Flesh of the Gods is an upcoming gothic supernatural horror thriller film directed by Panos Cosmatos and written by Andrew Kevin Walker. It stars Wagner Moura, Kristen Stewart, Esmé Creed-Miles, Roland Møller, and Alba Baptista.

==Premise==
In 1980s Los Angeles, a married couple cross paths with an enigmatic vampire and are seduced into a surreal nightlife of hedonism, violence and thrills.

==Cast==
- Wagner Moura as Raoul
- Kristen Stewart as Alex
- Esmé Creed-Miles
- Roland Møller
- Alba Baptista

==Production==
===Development===
In May 2024, it was announced that a vampire thriller film directed by Panos Cosmatos and written by Andrew Kevin Walker was in development, with Oscar Isaac and Kristen Stewart cast in the lead roles. In May 2025, Elizabeth Olsen joined the cast. By December 2025, it was reported that the project was still looking for financing.

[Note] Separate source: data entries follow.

PR #176, opened 2022-05-04
Rancher addon

mysticaltech:
This adds both cert-manager and rancher!

ksnip_20220504-214126

### DIFF
--- a/README.md
+++ b/README.md
@@ -229,6 +229,29 @@ To use Kube-Hetzner on Terraform cloud, use as a Terraform module as mentioned a
 
 </details>
 
+<details>
+
+<summary>Configure add-ons with HelmChartConfig</summary>
+
+For instance, to customize the Rancher install, if you choose to enable it, you can create and apply the following `HelmChartConfig`:
+
+```yaml
+apiVersion: helm.cattle.io/v1
+kind: HelmChartConfig
+metadata:
+  name: rancher
+  namespace: kube-system
+spec:
+  valuesContent: |-
+    **values.yaml content you want to customize**
+```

In April 2026, Isaac exited the project due to scheduling conflicts, with Wagner Moura replacing him; A24 had acquired U.S. distribution rights to the film.

===Filming===
Principal photography began on May 12, 2026, in the Canary Islands and Cologne, when Esmé Creed-Miles, Roland Møller, and Alba Baptista joined the cast, with Creed-Miles replacing Olsen. After six weeks of shooting, production wrapped on June 22.